PR #642, opened 2019-04-16
Add the ability to exclude Github pull-requests

danihodovic:
In my workflow I only track issues and not pull requests. Pull requests usually refer to issues that I resolve so tracking both results in duplicate tasks.


ralphbean:
Thanks!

----------------

* Aim of the task *
From the records above, tally every line that contains the string "pull"; the reply consists of that number alone.

* Written response *
2